(Dataset entries)
=-=-=-=-=
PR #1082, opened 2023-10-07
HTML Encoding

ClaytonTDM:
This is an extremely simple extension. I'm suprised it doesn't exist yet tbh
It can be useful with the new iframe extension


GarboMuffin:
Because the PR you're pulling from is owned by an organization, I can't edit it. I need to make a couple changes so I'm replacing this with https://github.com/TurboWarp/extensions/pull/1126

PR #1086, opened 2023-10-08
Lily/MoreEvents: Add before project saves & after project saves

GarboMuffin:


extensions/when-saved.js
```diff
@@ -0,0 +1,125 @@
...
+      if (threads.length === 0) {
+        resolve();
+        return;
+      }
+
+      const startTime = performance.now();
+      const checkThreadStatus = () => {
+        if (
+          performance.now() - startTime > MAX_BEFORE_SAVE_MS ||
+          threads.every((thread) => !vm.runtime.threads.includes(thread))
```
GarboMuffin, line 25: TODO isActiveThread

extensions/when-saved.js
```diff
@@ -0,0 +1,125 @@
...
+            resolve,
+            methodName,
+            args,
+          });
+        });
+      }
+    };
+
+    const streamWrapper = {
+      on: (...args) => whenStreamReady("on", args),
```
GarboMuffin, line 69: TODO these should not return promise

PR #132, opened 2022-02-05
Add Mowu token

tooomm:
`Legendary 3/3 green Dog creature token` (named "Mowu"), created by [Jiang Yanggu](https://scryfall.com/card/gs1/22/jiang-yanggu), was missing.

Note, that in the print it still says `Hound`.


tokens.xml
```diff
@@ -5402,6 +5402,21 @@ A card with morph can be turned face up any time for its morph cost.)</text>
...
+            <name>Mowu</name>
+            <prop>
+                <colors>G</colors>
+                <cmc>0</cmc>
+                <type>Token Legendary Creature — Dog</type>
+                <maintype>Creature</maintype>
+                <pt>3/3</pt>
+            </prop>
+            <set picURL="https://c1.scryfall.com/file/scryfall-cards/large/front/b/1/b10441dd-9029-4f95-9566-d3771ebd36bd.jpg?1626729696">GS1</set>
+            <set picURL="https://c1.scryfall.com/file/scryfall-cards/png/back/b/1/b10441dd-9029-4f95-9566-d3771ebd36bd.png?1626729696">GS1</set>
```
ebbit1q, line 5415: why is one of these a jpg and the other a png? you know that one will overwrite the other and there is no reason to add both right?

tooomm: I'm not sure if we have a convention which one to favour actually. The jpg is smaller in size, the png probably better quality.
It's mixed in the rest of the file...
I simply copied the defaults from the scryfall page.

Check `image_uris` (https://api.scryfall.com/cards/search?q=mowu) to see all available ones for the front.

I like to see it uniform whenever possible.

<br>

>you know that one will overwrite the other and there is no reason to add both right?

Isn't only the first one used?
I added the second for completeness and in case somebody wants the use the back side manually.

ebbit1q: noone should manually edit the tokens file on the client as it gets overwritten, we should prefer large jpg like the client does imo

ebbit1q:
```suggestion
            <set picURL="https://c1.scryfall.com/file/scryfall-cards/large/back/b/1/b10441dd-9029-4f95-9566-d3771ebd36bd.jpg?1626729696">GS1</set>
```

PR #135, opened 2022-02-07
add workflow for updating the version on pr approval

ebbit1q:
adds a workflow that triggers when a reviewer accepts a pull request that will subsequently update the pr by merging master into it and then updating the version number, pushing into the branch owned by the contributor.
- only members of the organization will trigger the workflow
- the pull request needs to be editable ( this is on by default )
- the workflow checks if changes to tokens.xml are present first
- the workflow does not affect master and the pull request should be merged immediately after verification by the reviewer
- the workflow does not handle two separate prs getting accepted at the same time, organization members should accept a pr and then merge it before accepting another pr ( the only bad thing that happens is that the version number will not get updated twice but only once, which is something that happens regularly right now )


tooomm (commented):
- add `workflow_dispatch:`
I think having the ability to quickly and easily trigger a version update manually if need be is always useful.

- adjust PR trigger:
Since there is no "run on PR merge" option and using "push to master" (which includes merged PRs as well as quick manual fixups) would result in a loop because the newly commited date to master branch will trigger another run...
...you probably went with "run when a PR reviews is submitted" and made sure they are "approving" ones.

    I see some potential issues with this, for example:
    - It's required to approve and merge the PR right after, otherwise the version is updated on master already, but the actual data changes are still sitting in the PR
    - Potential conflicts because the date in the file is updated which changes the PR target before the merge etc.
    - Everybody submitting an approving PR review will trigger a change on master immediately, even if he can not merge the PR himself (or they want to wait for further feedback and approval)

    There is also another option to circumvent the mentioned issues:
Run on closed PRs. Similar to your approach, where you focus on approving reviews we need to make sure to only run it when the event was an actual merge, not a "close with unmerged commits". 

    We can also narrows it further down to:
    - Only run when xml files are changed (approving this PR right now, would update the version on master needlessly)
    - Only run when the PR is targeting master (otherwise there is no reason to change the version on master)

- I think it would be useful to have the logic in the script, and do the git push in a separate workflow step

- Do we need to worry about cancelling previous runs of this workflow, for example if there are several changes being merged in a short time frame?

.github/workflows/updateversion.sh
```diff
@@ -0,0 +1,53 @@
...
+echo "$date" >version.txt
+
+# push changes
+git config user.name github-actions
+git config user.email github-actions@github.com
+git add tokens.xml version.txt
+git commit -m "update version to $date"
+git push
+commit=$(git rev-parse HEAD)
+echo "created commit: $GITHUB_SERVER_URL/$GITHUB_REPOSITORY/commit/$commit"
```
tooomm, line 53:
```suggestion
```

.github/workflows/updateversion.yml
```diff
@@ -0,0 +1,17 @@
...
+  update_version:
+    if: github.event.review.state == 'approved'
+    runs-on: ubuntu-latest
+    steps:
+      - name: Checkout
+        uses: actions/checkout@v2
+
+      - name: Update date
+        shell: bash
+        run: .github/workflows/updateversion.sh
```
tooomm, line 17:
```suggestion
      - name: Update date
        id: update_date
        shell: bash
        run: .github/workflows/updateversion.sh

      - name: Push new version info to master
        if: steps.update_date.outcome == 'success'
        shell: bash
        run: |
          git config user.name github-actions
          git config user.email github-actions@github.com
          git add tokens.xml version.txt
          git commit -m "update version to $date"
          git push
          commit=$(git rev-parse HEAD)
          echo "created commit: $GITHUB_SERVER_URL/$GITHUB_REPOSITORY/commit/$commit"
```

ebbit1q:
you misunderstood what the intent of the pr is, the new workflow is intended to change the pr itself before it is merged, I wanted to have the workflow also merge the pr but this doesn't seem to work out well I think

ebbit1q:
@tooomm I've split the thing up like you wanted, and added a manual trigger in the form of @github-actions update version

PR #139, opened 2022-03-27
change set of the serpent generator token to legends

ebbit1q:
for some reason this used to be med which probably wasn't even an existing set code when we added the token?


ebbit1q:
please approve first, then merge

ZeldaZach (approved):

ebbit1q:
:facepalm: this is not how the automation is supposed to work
=-=-=-=-=
The records above need to be written out again. Keep them exact.

### Answer for the task
PR #1082, opened 2023-10-07
HTML Encoding

ClaytonTDM:
This is an extremely simple extension. I'm suprised it doesn't exist yet tbh
It can be useful with the new iframe extension


GarboMuffin:
Because the PR you're pulling from is owned by an organization, I can't edit it. I need to make a couple changes so I'm replacing this with https://github.com/TurboWarp/extensions/pull/1126

PR #1086, opened 2023-10-08
Lily/MoreEvents: Add before project saves & after project saves

GarboMuffin:


extensions/when-saved.js
```diff
@@ -0,0 +1,125 @@
...
+      if (threads.length === 0) {
+        resolve();
+        return;
+      }
+
+      const startTime = performance.now();
+      const checkThreadStatus = () => {
+        if (
+          performance.now() - startTime > MAX_BEFORE_SAVE_MS ||
+          threads.every((thread) => !vm.runtime.threads.includes(thread))
```
GarboMuffin, line 25: TODO isActiveThread

extensions/when-saved.js
```diff
@@ -0,0 +1,125 @@
...
+            resolve,
+            methodName,
+            args,
+          });
+        });
+      }
+    };
+
+    const streamWrapper = {
+      on: (...args) => whenStreamReady("on", args),
```
GarboMuffin, line 69: TODO these should not return promise

PR #132, opened 2022-02-05
Add Mowu token

tooomm:
`Legendary 3/3 green Dog creature token` (named "Mowu"), created by [Jiang Yanggu](https://scryfall.com/card/gs1/22/jiang-yanggu), was missing.

Note, that in the print it still says `Hound`.


tokens.xml
```diff
@@ -5402,6 +5402,21 @@ A card with morph can be turned face up any time for its morph cost.)</text>
...
+            <name>Mowu</name>
+            <prop>
+                <colors>G</colors>
+                <cmc>0</cmc>
+                <type>Token Legendary Creature — Dog</type>
+                <maintype>Creature</maintype>
+                <pt>3/3</pt>
+            </prop>
+            <set picURL="https://c1.scryfall.com/file/scryfall-cards/large/front/b/1/b10441dd-9029-4f95-9566-d3771ebd36bd.jpg?1626729696">GS1</set>
+            <set picURL="https://c1.scryfall.com/file/scryfall-cards/png/back/b/1/b10441dd-9029-4f95-9566-d3771ebd36bd.png?1626729696">GS1</set>
```
ebbit1q, line 5415: why is one of these a jpg and the other a png? you know that one will overwrite the other and there is no reason to add both right?

tooomm: I'm not sure if we have a convention which one to favour actually. The jpg is smaller in size, the png probably better quality.
It's mixed in the rest of the file...
I simply copied the defaults from the scryfall page.

Check `image_uris` (https://api.scryfall.com/cards/search?q=mowu) to see all available ones for the front.

I like to see it uniform whenever possible.

<br>

>you know that one will overwrite the other and there is no reason to add both right?

Isn't only the first one used?
I added the second for completeness and in case somebody wants the use the back side manually.

ebbit1q: noone should manually edit the tokens file on the client as it gets overwritten, we should prefer large jpg like the client does imo

ebbit1q:
```suggestion
            <set picURL="https://c1.scryfall.com/file/scryfall-cards/large/back/b/1/b10441dd-9029-4f95-9566-d3771ebd36bd.jpg?1626729696">GS1</set>
```

PR #135, opened 2022-02-07
add workflow for updating the version on pr approval

ebbit1q:
adds a workflow that triggers when a reviewer accepts a pull request that will subsequently update the pr by merging master into it and then updating the version number, pushing into the branch owned by the contributor.
- only members of the organization will trigger the workflow
- the pull request needs to be editable ( this is on by default )
- the workflow checks if changes to tokens.xml are present first
- the workflow does not affect master and the pull request should be merged immediately after verification by the reviewer
- the workflow does not handle two separate prs getting accepted at the same time, organization members should accept a pr and then merge it before accepting another pr ( the only bad thing that happens is that the version number will not get updated twice but only once, which is something that happens regularly right now )


tooomm (commented):
- add `workflow_dispatch:`
I think having the ability to quickly and easily trigger a version update manually if need be is always useful.

- adjust PR trigger:
Since there is no "run on PR merge" option and using "push to master" (which includes merged PRs as well as quick manual fixups) would result in a loop because the newly commited date to master branch will trigger another run...
...you probably went with "run when a PR reviews is submitted" and made sure they are "approving" ones.

    I see some potential issues with this, for example:
    - It's required to approve and merge the PR right after, otherwise the version is updated on master already, but the actual data changes are still sitting in the PR
    - Potential conflicts because the date in the file is updated which changes the PR target before the merge etc.
    - Everybody submitting an approving PR review will trigger a change on master immediately, even if he can not merge the PR himself (or they want to wait for further feedback and approval)

    There is also another option to circumvent the mentioned issues:
Run on closed PRs. Similar to your approach, where you focus on approving reviews we need to make sure to only run it when the event was an actual merge, not a "close with unmerged commits". 

    We can also narrows it further down to:
    - Only run when xml files are changed (approving this PR right now, would update the version on master needlessly)
    - Only run when the PR is targeting master (otherwise there is no reason to change the version on master)

- I think it would be useful to have the logic in the script, and do the git push in a separate workflow step

- Do we need to worry about cancelling previous runs of this workflow, for example if there are several changes being merged in a short time frame?

.github/workflows/updateversion.sh
```diff
@@ -0,0 +1,53 @@
...
+echo "$date" >version.txt
+
+# push changes
+git config user.name github-actions
+git config user.email github-actions@github.com
+git add tokens.xml version.txt
+git commit -m "update version to $date"
+git push
+commit=$(git rev-parse HEAD)
+echo "created commit: $GITHUB_SERVER_URL/$GITHUB_REPOSITORY/commit/$commit"
```
tooomm, line 53:
```suggestion
```

.github/workflows/updateversion.yml
```diff
@@ -0,0 +1,17 @@
...
+  update_version:
+    if: github.event.review.state == 'approved'
+    runs-on: ubuntu-latest
+    steps:
+      - name: Checkout
+        uses: actions/checkout@v2
+
+      - name: Update date
+        shell: bash
+        run: .github/workflows/updateversion.sh
```
tooomm, line 17:
```suggestion
      - name: Update date
        id: update_date
        shell: bash
        run: .github/workflows/updateversion.sh

      - name: Push new version info to master
        if: steps.update_date.outcome == 'success'
        shell: bash
        run: |
          git config user.name github-actions
          git config user.email github-actions@github.com
          git add tokens.xml version.txt
          git commit -m "update version to $date"
          git push
          commit=$(git rev-parse HEAD)
          echo "created commit: $GITHUB_SERVER_URL/$GITHUB_REPOSITORY/commit/$commit"
```

ebbit1q:
you misunderstood what the intent of the pr is, the new workflow is intended to change the pr itself before it is merged, I wanted to have the workflow also merge the pr but this doesn't seem to work out well I think

ebbit1q:
@tooomm I've split the thing up like you wanted, and added a manual trigger in the form of @github-actions update version

PR #139, opened 2022-03-27
change set of the serpent generator token to legends

ebbit1q:
for some reason this used to be med which probably wasn't even an existing set code when we added the token?


ebbit1q:
please approve first, then merge

ZeldaZach (approved):

ebbit1q:
:facepalm: this is not how the automation is supposed to work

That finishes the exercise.